Oba auta po wypadku nadają się tylko na złom. Tomek ma złamane oba podudzia, Dorota dodatkowo prawy obojczyk.

Gorzej jest z kierowcą i pasażerką toyoty. Ireneusz S. ma złamany prawy obojczyk i przedramię, poważny uraz głowy, kręgosłupa szyjnego, liczne urazy wewnętrzne, krwiak mózgu. Jego pasażerka, 27-letnia Galina Ł., ginie na miejscu. Osieroca 4,5-roczną córeczkę.

Zaraz po wypadku na miejscu zjawia się kilkanaście radiowozów. Policjanci odgradzają auta od zbierającej się publiki, zabezpieczają ślady. Śledztwo mające wyjaśnić okoliczności zdarzenia prowadzi prokuratura.

Tomek K. zeznaje, że jechał z prędkością co najwyżej 60-70 km/godz., ale biegli stwierdzają jednoznacznie, że w momencie zderzenia z toyotą pędził "z prędkością nie mniejszą niż 110 km/godz.". Z tą opinią zgodne są zeznania jednego ze świadków, który mówi w śledztwie: "Wydaje mi się, że kierowca toyoty prawidłowo i bezpiecznie wykonał manewr zawracania i gdyby kierowca chryslera jechał z normalną prędkością, to do wypadku by nie doszło".

Tomasz K., Ireneusz S. i Dorota F. po rekonwalescencji dochodzą do siebie.
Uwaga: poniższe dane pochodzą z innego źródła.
PR #1365, opened 2025-09-18
 feat: add initial uart abstraction

bergzand:
# Description

Split out from #978

This PR provides an abstraction layer for UART peripherals.
The focus is on the shared UART TX/RX and provide the buffered mode of the peripherals.
The drivers implements the [embedded-io-async::Read](https://docs.rs/embedded-io-async/0.6.1/embedded_io_async/trait.Read.html), [embedded-io-async::ReadReady](https://docs.rs/embedded-io-async/0.6.1/embedded_io_async/trait.ReadReady.html), and [embedded-io-async::Write](https://docs.rs/embedded-io-async/0.6.1/embedded_io_async/trait.Write.html) traits. The [BufRead](https://docs.rs/embedded-io-async/0.6.1/embedded_io_async/trait.BufRead.html) can be added for peripherals that support it.

## Issues/PRs references

Split out from #978 (and rebased), now only contains the common uart parts with the test application 

## Changelog entry

A UART abstraction has been introduced, similar to the I2C and SPI abstractions. Drivers are provided for each currently supported HAL: ESP32, nRF, RP, and STM32.

## Change checklist

### DIFF
--- a/tests/uart-loopback/Cargo.toml
+++ b/tests/uart-loopback/Cargo.toml
@@ -1,0 +1,13 @@
+[package]
+name = "uart-loopback"
+license.workspace = true
+edition.workspace = true
+publish = false
+
+[lints]
+workspace = true
+
+[dependencies]
+ariel-os = { path = "../../src/ariel-os", features = ["time", "uart"] }
+ariel-os-boards = { path = "../../src/ariel-os-boards" }
+embedded-io-async = { workspace = true }
--- a/tests/uart-loopback/README.md
+++ b/tests/uart-loopback/README.md
@@ -1,0 +1,19 @@
+# UART loopback test
+
+## About
+
+This application tests the UART peripheral via an external loopback wire.
+
+## How to run
+
+1. Ensure a wire is present between the TX and RX pins.
+2. In this directory, run:
+
+    laze build -b nrf52840dk run
+
+The test attempts to do a transfer and compares if what was sent has been read back.
+
+## Potential issues
+
+- An existing serial connection on the board can interfere with the test.
+  The TX pin of the other serial endpoint can conflict with the loopback operation.
--- a/tests/uart-loopback/src/main.rs
+++ b/tests/uart-loopback/src/main.rs
@@ -1,0 +1,53 @@
+//! This is a test for UART loopback operation
+
+#![no_main]
+#![no_std]
+
+mod pins;
+
+use ariel_os::{
+    debug::{
+        ExitCode, exit,
+        log::{Hex, info},
+    },
+    hal,
+    time::{Duration, with_timeout},
+    uart::Baudrate,
+};
+
+use embedded_io_async::{Read as _, Write as _};
+
+#[ariel_os::task(autostart, peripherals)]
+async fn main(peripherals: pins::Peripherals) {
+    info!("Starting UART test");
+
+    let mut config = hal::uart::Config::default();
+    config.baudrate = Baudrate::_115200;
+    info!("Selected configuration: {:?}", config);
+
+    let mut rx_buf = [0u8; 32];
+    let mut tx_buf = [0u8; 32];
+
+    let mut uart = pins::TestUart::new(
+        peripherals.uart_rx,
+        peripherals.uart_tx,
+        &mut rx_buf,
+        &mut tx_buf,
+        config,
+    )
+    .expect("Invalid UART configuration");
+
+    const OUT: &str = "Test Message";
+    let mut input = [0u8; OUT.len()];
+
+    uart.write_all(OUT.as_bytes()).await.unwrap();
+    uart.flush().await.unwrap();
+    info!("Wrote bytes");
+    let _ = with_timeout(Duration::from_secs(5), uart.read_exact(&mut input)).await;
+
+    info!("Got: {}", Hex(input));
+    assert_eq!(OUT.as_bytes(), input);
+    info!("Test passed!");
+
+    exit(ExitCode::SUCCESS);
+}
--- a/Cargo.lock
+++ b/Cargo.lock
@@ -5639,6 +5639,15 @@ source = "registry+https://github.com/rust-lang/crates.io-index"
 checksum = "cb77c29baba9e4d3a6182d51fa75e3215c7fd1dab8f4ea9d107c716878e55fc0"
 
 [[package]]
+name = "uart-loopback"
+version = "0.0.0"
+dependencies = [
+ "ariel-os",
+ "ariel-os-boards",
+ "embedded-io-async",
+]
+
+[[package]]
 name = "udp-echo"
 version = "0.0.0"
 dependencies = [
--- a/Cargo.toml
+++ b/Cargo.toml
@@ -38,6 +38,7 @@ members = [
   "tests/threading-lock",
   "tests/threading-mutex",
   "tests/threading-fpu",
+  "tests/uart-loopback",
 ]
 
 exclude = ["src/lib", "doc"]
--- a/tests/laze.yml
+++ b/tests/laze.yml
@@ -12,3 +12,4 @@ subdirs:
   - threading-fpu
   - threading-lock
   - threading-mutex
+  - uart-loopback
--- a/tests/uart-loopback/laze.yml
+++ b/tests/uart-loopback/laze.yml
@@ -1,0 +1,3 @@
+apps:
+  - name: uart-loopback
+    context: []
--- a/tests/uart-loopback/src/pins.rs
+++ b/tests/uart-loopback/src/pins.rs
@@ -1,0 +1,1 @@
+use ariel_os::hal::{peripherals, uart};


src/ariel-os-hal/src/hal/dummy/uart.rs
```diff
@@ -0,0 +1,21 @@
...
+/// driver provided by this module.
+// NOTE: we keep this type public because it may still required in user-written type signatures.
+pub enum Uart {
+    // Make the docs show that this enum has variants, but do not show any because they are
+    // MCU-specific.
+    #[doc(hidden)]
+    Hidden,
+}
+
+pub fn init(_peripherals: &mut crate::OptionalPeripherals) {
```
kaspar030:
```suggestion
pub fn init(_peripherals: &mut crate::hal::OptionalPeripherals) {
```

src/ariel-os-hal/Cargo.toml
```diff
@@ -75,6 +75,8 @@ spi = [
   "ariel-os-stm32/spi",
 ]
 
+uart = []
```
ROMemories:
```suggestion
uart = ["ariel-os-embassy-common/uart"]
```

src/ariel-os-embassy/src/uart.rs
ROMemories, line 1: Following #1273, should this be moved into `ariel-os-hal` instead?

tests/uart-loopback/README.md
```diff
@@ -0,0 +1,19 @@
+# UART loopback test
+
+## About
+
+This application tests the UART peripheral via an external loopback wire
```
ROMemories:
```suggestion
This application tests the UART peripheral via an external loopback wire.
```

tests/uart-loopback/README.md
```diff
@@ -0,0 +1,19 @@
...
+
+## How to run
+
+1. Ensure a wire is present between the TX and RX pins
```
ROMemories:
```suggestion
1. Ensure a wire is present between the TX and RX pins.
```

tests/uart-loopback/Cargo.toml
```diff
@@ -0,0 +1,12 @@
+[package]
+name = "uart-loopback"
+license.workspace = true
+edition.workspace = true
+
```
ROMemories, line 6: Other tests and example have that key, to prevent us from mistakenly publish these on crates.io; even if not strictly necessary because there's isn't a `version` key anyway, I would still prefer we have for consistency:

```suggestion
publish = false
```

src/ariel-os-embassy-common/src/uart.rs
```diff
@@ -0,0 +1,245 @@
...
+    _4800,
+    /// 9600 bauds
+    _9600,
+    /// 19200 bauds
+    _19200,
+    /// 38400 bauds
+    _34800,
+    /// 57600 bauds
+    _57600,
+    /// 57600 bauds
```
nponsard:
```suggestion
    /// 115200 bauds
```

src/ariel-os-embassy-common/src/uart.rs
```diff
@@ -0,0 +1,245 @@
+//! Provides HAL-agnostic UART-related types.
+
+/// Common UART baud rates.
+#[derive(Debug, Copy, Clone, PartialEq, Eq)]
+pub enum Baud {
+    /// Custom baud rate
```
ROMemories:
```suggestion
    /// Custom baud rate.
```

src/ariel-os-embassy-common/src/uart.rs
```diff
@@ -0,0 +1,245 @@
...
+    Baud(u32),
+    /// 2400 bauds,
```
ROMemories:
```suggestion
    /// 2400 bauds.
```

src/ariel-os-embassy-common/src/uart.rs
```diff
@@ -0,0 +1,245 @@
...
+    _2400,
+    /// 4800 bauds
```
ROMemories:
```suggestion
    /// 4800 bauds.
```

src/ariel-os-embassy-common/src/uart.rs
```diff
@@ -0,0 +1,245 @@
...
+    _4800,
+    /// 9600 bauds
```
ROMemories:
```suggestion
    /// 9600 bauds.
```

src/ariel-os-embassy-common/src/uart.rs
```diff
@@ -0,0 +1,245 @@
...
+    _9600,
+    /// 19200 bauds
```
ROMemories:
```suggestion
    /// 19200 bauds.
```

src/ariel-os-embassy-common/src/uart.rs
```diff
@@ -0,0 +1,245 @@
...
+    _19200,
+    /// 38400 bauds
```
ROMemories:
```suggestion
    /// 38400 bauds.
```

src/ariel-os-embassy-common/src/uart.rs
```diff
@@ -0,0 +1,245 @@
...
+    _34800,
+    /// 57600 bauds
```
ROMemories:
```suggestion
    /// 57600 bauds.
```

src/ariel-os-embassy-common/src/uart.rs
```diff
@@ -0,0 +1,245 @@
...
+    _57600,
+    /// 115200 bauds
```
ROMemories:
```suggestion
    /// 115200 bauds.
```

src/ariel-os-embassy-common/src/uart.rs
```diff
@@ -0,0 +1,245 @@
+//! Provides HAL-agnostic UART-related types.
+
+/// Common UART baud rates.
+#[derive(Debug, Copy, Clone, PartialEq, Eq)]
+pub enum Baud {
+    /// Custom baud rate
+    Baud(u32),
```
ROMemories: I'm not sure we should have this variant in this shared type; all values of this type should work on every MCU we support ever (115,200 bauds seems fine as that's even supported on AVR MCUs). Have a look at how it's done for SPI: each HAL has a dedicated `Frequency` type with the max frequency being checked at const time. There's also a helper `highest_freq_in()` const function in `ariel-os-embassy` to make this HAL-agnostic based on a range of frequencies.

src/ariel-os-embassy-common/src/uart.rs
```diff
@@ -0,0 +1,245 @@
...
+
+#[cfg(feature = "defmt")]
+impl defmt::Format for Baud {
+    fn format(&self, f: defmt::Formatter<'_>) {
+        use defmt::write;
+        write!(f, "{=u32}", Into::<u32>::into(*self));
+    }
+}
+
+/// UART parity.
```
ROMemories:
```suggestion
/// Parity bit.
```

src/ariel-os-embassy/src/uart.rs
ROMemories, line 1: Following what was started with #1273, shouldn't all this be moved into `ariel-os-hal`?

tests/uart-loopback/src/main.rs
```diff
@@ -0,0 +1,53 @@
...
+mod pins;
+
+use ariel_os::{
+    debug::{
+        ExitCode, exit,
+        log::{Hex, info},
+    },
+    hal,
+    time::Duration,
+    time::with_timeout,
```
ROMemories:
```suggestion
    time::{Duration, with_timeout},
```

tests/uart-loopback/src/main.rs
```diff
@@ -0,0 +1,53 @@
...
+};
+
+use embedded_io_async::{Read as _, Write as _};
+
+#[ariel_os::task(autostart, peripherals)]
+async fn main(peripherals: pins::Peripherals) {
+    info!("Starting UART test");
+
+    let mut config = hal::uart::Config::default();
+    config.baudrate = Baud::_9600;
```
ROMemories: This is debatable, but maybe we could default to 115,200 bauds nowadays (same for the defaults in every HAL)?

tests/uart-loopback/src/main.rs
```diff
@@ -0,0 +1,53 @@
...
+    let mut uart = pins::TestUart::new(
+        peripherals.uart_rx,
+        peripherals.uart_tx,
+        &mut rx_buf,
+        &mut tx_buf,
+        config,
+    );
+
+    const OUT: &str = "Test Message";
+    let mut in_ = [0u8; OUT.len()];
```
ROMemories: There's other ways to name that variables to not have to resort to using an underscore:

```suggestion
    let mut input = [0u8; OUT.len()];
```

src/ariel-os-embassy-common/src/uart.rs
```diff
@@ -0,0 +1,245 @@
...
+            }
+        }
+    };
+}
+
+#[doc(hidden)]
+#[macro_export]
+macro_rules! impl_async_uart_bufread_for_driver_enum {
+    ($driver_enum:ident, $( $peripheral:ident ),*) => {
+        impl embedded_io_async::BufRead for $driver_enum<'_> {
```
ROMemories, line 91: Do we really need to keep these lifetimes on the drivers? I don't see a strong use case for switching the UART peripheral at runtime, and we already erase them for SPI, I2C and GPIOs.

src/ariel-os-hal/Cargo.toml
bergzand: Is this the change that's needed because #1364 landed in the mean time?

ROMemories: Yes, but more importantly #1273, we're moving everything to `ariel-os-hal` now.

bergzand:
> I've done a first review of this, but haven't tested any of it yet. I'll move to reviewing one of the HAL and may get back to this if I find other things when looking at how this is used. Hopefully we can limit this to two other rounds.

Makes sense to me. I'd suggest to look at least at the esp hal, in addition to one of the others. the esp implementation is a bit of an outlier compared to the others as it has hardware buffers.

src/ariel-os-embassy-common/src/uart.rs
bergzand: I don't think the same structure with `highest_freq_in()` as done with SPI is going to work with UART. With SPI the exact frequency usually doesn't matter as long as it doesn't exceed the max frequency of the peripheral. That doesn't work with UART, you need a matching baud rate (within bounds) otherwise communication won't work.
 I'm fine with restricting this type to a common set of uart baud rates, but an escape to custom rates is still useful to have as not all uart hardware uses the 'standard' baud rates

bergzand: I'm fine with a different method of supplying a custom baud rate, but this looked the most convenient to me for users of the api

tests/uart-loopback/src/main.rs
bergzand: No strong opinion on this. I went with the conservative option here. It's not significant for the duration of the test. I also expect both baud rates to work fine over a jumper wire, with 9600 baud having a *very slightly* better chance of working.

src/ariel-os-embassy-common/src/uart.rs
ROMemories: Ah yes that's right, I had in mind the case where two identical MCUs would communicate over UART, in which case that *would* work. I need to think for a bit whether we should still move that arbitrary baudrate config into the HAL crates. How does that work if you were to provide an unsupported baudrate (say 1 Mbit/s to an MCU that doesn't support that)? We don't want this to fail at runtime.

src/ariel-os-embassy-common/src/uart.rs
bergzand: The compiler complains if I erase them here. As far as I can tell these are caused by how the buffers are currently passed into the drivers, see also https://github.com/ariel-os/ariel-os/pull/978#discussion_r2050661153

ROMemories: Right, because that lifetime is tied to that of the buffers as well, not just the underlying peripheral.

src/ariel-os-embassy-common/src/uart.rs
bergzand: > How does that work if you were to provide an unsupported baudrate (say 1 Mbit/s to an MCU that doesn't support that)? We don't want this to fail at runtime.

I have to think whether this is possible.

As an example that requires arbitrary baud rates, [SWO](https://kb.segger.com/SWO) has uart framing and works at baud rates divided from the cpu frequency (which *might* result in common uart baud rates).

src/ariel-os-embassy-common/src/uart.rs
```diff
@@ -0,0 +1,245 @@
...
+    /// 2400 bauds,
+    _2400,
+    /// 4800 bauds
+    _4800,
+    /// 9600 bauds
+    _9600,
+    /// 19200 bauds
+    _19200,
+    /// 38400 bauds
+    _34800,
```
ROMemories:
```suggestion
    _38400,
```

src/ariel-os-embassy-common/src/uart.rs
```diff
@@ -0,0 +1,245 @@
...
+
+impl From<Baud> for u32 {
+    fn from(b: Baud) -> u32 {
+        match b {
+            Baud::Baud(b) => b,
+            Baud::_2400 => 2400,
+            Baud::_4800 => 4800,
+            Baud::_9600 => 9600,
+            Baud::_19200 => 19200,
+            Baud::_34800 => 34800,
```
ROMemories:
```suggestion
            Baud::_38400 => 38400,
```

src/ariel-os-embassy-common/src/uart.rs
bergzand: Shit, good catch!

src/ariel-os-embassy-common/src/uart.rs
```diff
@@ -0,0 +1,245 @@
...
+
+/// UART parity.
+#[derive(Debug, Copy, Clone, PartialEq, Eq)]
+pub enum Parity {
+    /// No parity bit.
+    None,
+    /// Even parity bit.
+    Even,
+    /// Odd parity bit.
+    Odd,
```
ROMemories: Considering odd parity is not supported on nRF, I'm not sure it should be able on this shared type.

src/ariel-os-embassy-common/src/uart.rs
```diff
@@ -0,0 +1,245 @@
...
+    }
+}
+
+/// UART number of stop bits.
+#[derive(Debug, Copy, Clone, PartialEq, Eq)]
+pub enum StopBits {
+    /// One stop bit.
+    Stop1,
+    /// Two stop bits.
+    Stop2,
```
ROMemories: Same for this actually, nRF doesn't support it and it seems to me extremely rare anyway. I think it should be moved into HAL types only.

bergzand: I agree and fine with leaving this out.

tests/uart-loopback/README.md
bergzand: Fixed in a26d2854bea58b9a8907e2cafa1a77cd98ba63df

tests/uart-loopback/README.md
bergzand: fixed in a26d2854bea58b9a8907e2cafa1a77cd98ba63df

tests/uart-loopback/Cargo.toml
bergzand: Added in 69cf45220918b92e26cfc78f527230275287cfdb and added in the test I copied from in #1374

src/ariel-os-embassy-common/src/uart.rs
bergzand: Fixed in 17a3b3822c54bae8f750ac0dfcc8eda6b34a503a

src/ariel-os-embassy-common/src/uart.rs
bergzand: Fixed in 17a3b3822c54bae8f750ac0dfcc8eda6b34a503a

src/ariel-os-embassy-common/src/uart.rs
bergzand: Fixed in 17a3b3822c54bae8f750ac0dfcc8eda6b34a503a

src/ariel-os-embassy-common/src/uart.rs
bergzand: Fixed in 17a3b3822c54bae8f750ac0dfcc8eda6b34a503a

src/ariel-os-embassy-common/src/uart.rs
bergzand: Fixed in 17a3b3822c54bae8f750ac0dfcc8eda6b34a503a

src/ariel-os-embassy-common/src/uart.rs
bergzand: Fixed in 17a3b3822c54bae8f750ac0dfcc8eda6b34a503a

src/ariel-os-embassy-common/src/uart.rs
bergzand: Fixed in 17a3b3822c54bae8f750ac0dfcc8eda6b34a503a

src/ariel-os-embassy-common/src/uart.rs
bergzand: Fixed in 17a3b3822c54bae8f750ac0dfcc8eda6b34a503a

src/ariel-os-embassy-common/src/uart.rs
bergzand: Fixed in 17a3b3822c54bae8f750ac0dfcc8eda6b34a503a

tests/uart-loopback/src/main.rs
bergzand: Applied in c94fcfd58b1f7aa0b1b7b880e48c7e4452c8f169

tests/uart-loopback/src/main.rs
bergzand: Copied from the SPI loopback test :innocent:, fixed in c94fcfd58b1f7aa0b1b7b880e48c7e4452c8f169. Let me know if you find it worth the effort to also rename the variable in the spi loopback test :smile:

src/ariel-os-embassy-common/src/uart.rs
bergzand: Fixed in ca1db85f9e2991703f383f9d3ca7e2c71a7399ed

src/ariel-os-embassy-common/src/uart.rs
bergzand: Fixed in ca1db85f9e2991703f383f9d3ca7e2c71a7399ed

src/ariel-os-embassy-common/src/uart.rs
bergzand: Is there a good way to still support odd parity on the other platforms? Is it acceptable to use conditional compilation for odd parity?

I'd prefer to keep the odd parity available for the other platforms as faults that result in sending all zeroes or all ones are detected via the parity.

src/ariel-os-embassy/src/uart.rs
bergzand: Moved in 1cfeb679e5750150bbe2eaaefe63c2a61d59af7e, I think I moved the necessary bits, but this is not a part I'm very confident in.

src/ariel-os-embassy-common/src/uart.rs
ROMemories: After having another look at this I think `Baud`, `Parity`, and `StopBits` should have a `Hal` variant as we do for `gpio::{DriveStrength, Speed}`, so that the common values are shared and easy to use while still allowing to provide HAL-specific values when needed.

src/ariel-os-embassy-common/src/uart.rs
ROMemories: See my comment on `Baud`

src/ariel-os-embassy-common/src/uart.rs
ROMemories: Same as `Baud`

src/ariel-os-hal/Cargo.toml
ROMemories: I think that one still needs to be added

src/ariel-os-embassy-common/src/uart.rs
bergzand: > > How does that work if you were to provide an unsupported baudrate (say 1 Mbit/s to an MCU that doesn't support that)? We don't want this to fail at runtime.
> 
> I have to think whether this is possible.

Looking at the embassy-stm32 implementation for USART, this is already hard to guarantee. Different from SPI, the embassy [USART constructors](https://docs.embassy.dev/embassy-stm32/git/stm32f446re/usart/struct.BufferedUart.html#method.new) allow for returning an error on incorrect configuration. Guaranteeing we don't trigger any cases is going to be hard, for example, during the [configuration of the device](https://github.com/embassy-rs/embassy/blob/main/embassy-stm32/src/usart/mod.rs#L1679-L1813), the baud rate divider is [determined](https://github.com/embassy-rs/embassy/blob/main/embassy-stm32/src/usart/mod.rs#L1568) based on the clock supplied to the peripheral and the possible dividers in the peripheral.

Digging through, the embassy-nrf and embassy-rp do not have this issue and always return an Uart instance from a config, the esp-hal is similar to embassy-stm32 in that in can return a `ConfigError`

src/ariel-os-hal/Cargo.toml
bergzand: Added!

src/ariel-os-embassy-common/src/uart.rs
bergzand: > After having another look at this I think `Baud`, `Parity`, and `StopBits` should have a `Hal` variant as we do for `gpio::{DriveStrength, Speed}`, so that the common values are shared and easy to use while still allowing to provide HAL-specific values when needed.

I've added HAL-specific variants for these types. I've updated the stm32 PR with these changes, to have an implementation example ready.

src/ariel-os-embassy-common/src/uart.rs
bergzand: Added a HAL-specific variant for the parity

src/ariel-os-embassy-common/src/uart.rs
bergzand: Added a HAL-specific variant for the stop bits

src/ariel-os-embassy-common/src/uart.rs
```diff
@@ -0,0 +1,263 @@
...
+#[non_exhaustive]
+#[derive(Debug, Clone, Copy, PartialEq, Eq)]
+pub enum ConfigError {
+    /// The requested baud rate is not supported.
+    BaudrateNotSupported,
+    /// Data bits and parity combination not supported.
+    DataParityNotSupported,
+    /// Peripheral-specific error.
+    ConfigurationNotSupported,
+}
```
bergzand, line 13: This is the set of configuration-related errors I came up with, when merging the stm32 and the esp configuration errors into one generic error struct. The generic `ConfigurationNotSupported` is used for configuration errors that occur on configuration very unlikely to change during the device lifetime (fifo sizes, driver enable timings, RX and TX both disabled, etc.). 
Both have a set of different baud rate related errors that get squashed into one. Only the stm32 have an error for data and parity combinations, which I expect that might happen during device reconfiguration, so it's added here.

ROMemories: That seems like a reasonable set of errors 👍

bergzand:
I've removed the Hal traits again and the display implementations as discussed offline. The `defmt::Format` implementations are now all in the derive macros.

tests/uart-loopback/src/main.rs
bergzand: Current consensus is that this should be 115200

src/ariel-os-embassy-common/src/uart.rs
```diff
@@ -0,0 +1,148 @@
...
+
+/// Common UART baud rates.
+#[derive(Debug, Copy, Clone, PartialEq, Eq)]
+#[cfg_attr(feature = "defmt", derive(defmt::Format))]
+pub enum Baud<A> {
```
ROMemories: I should have seen this before, but I think this should be `Baudrate`: we call these based on the physical quantity, not the unit (e.g., `DriveStrength`, `Speed`).

src/ariel-os-embassy-common/src/uart.rs
```diff
@@ -0,0 +1,148 @@
...
+/// UART number of data bits.
+#[derive(Debug, Copy, Clone, PartialEq, Eq)]
+#[cfg_attr(feature = "defmt", derive(defmt::Format))]
+pub enum DataBits<A> {
+    /// HAL-specific number of data bits per character.
+    Hal(A),
+    /// 7 bits per character.
+    Data7,
+    /// 8 bits per character.
+    Data8,
```
ROMemories: I don't think nRF allows configuring this, if not only the value common to all HALs should be kept.

src/ariel-os-embassy-common/src/uart.rs
```diff
@@ -0,0 +1,148 @@
...
+}
+
+/// UART number of data bits.
+#[derive(Debug, Copy, Clone, PartialEq, Eq)]
+#[cfg_attr(feature = "defmt", derive(defmt::Format))]
+pub enum DataBits<A> {
+    /// HAL-specific number of data bits per character.
+    Hal(A),
+    /// 7 bits per character.
+    Data7,
```
bergzand:
```suggestion
```

The Nordic chips don't support this case, so it has to go.

src/ariel-os-embassy-common/src/uart.rs
bergzand: Fair, renamed

src/ariel-os-embassy-common/src/uart.rs
bergzand: Yup, removed

doc/support_matrix.yml
ROMemories, line 1: I think this is good to go; can you rebase onto main, and then either drop the changes to this file or, alternatively, run the following command to update the board pages?

```sh
./doc/gen_book.rs board-pages doc/support_matrix.yml book/src/boards/ --template-path book/templates/board-page.md.tmpl
```

Edit: also, please autosquash!

bergzand: rebased, squashed and dropped the support matrix changes for a later PR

Ale próby nie wytrzymuje związek policjanta z Dorotą F. Rozstają się. Dziś kobieta prowadzi we Wrocławiu sklep zoologiczny. O byłym chłopaku nie chce rozmawiać.

Człowiek ginie, sąd skazuje, Tomek zostaje w policji

Po trwającym blisko rok postępowaniu sąd uznaje, że winę za wypadek ponoszą obaj kierowcy: Tomasz K., bo jechał z niedozwoloną prędkością, Ireneusz S., bo wjechał na skrzyżowanie na czerwonym świetle.

W śledztwie Tomasz K. nie przyznaje się do winy, ale na rozprawie zmienia zdanie i wnosi o dobrowolne poddanie się karze. Sąd się do tego wniosku przychyla i 7 października 1999 roku skazuje go na rok pozbawienia wolności w zawieszeniu na dwa lata i 1000 zł nawiązki na rzecz osoby sprawującej opiekę nad osieroconą córką Galiny Ł.

Choć w wypadku zginął człowiek, a sąd uznał Tomasza K. za współwinnego, nie stracił pracy w policji. A to nie był pierwszy wypadek z jego udziałem. Rok wcześniej, zjeżdżając z chodnika przy ul. Wielkiej we Wrocławiu, wjechał w jadącego prawidłowo volkswagena polo. Nie stanął jednak przed sądem. Prokurator zawiesił postępowanie na rok próby i zasądził 100 zł nawiązki na rzecz Polskiego Związku Niewidomych.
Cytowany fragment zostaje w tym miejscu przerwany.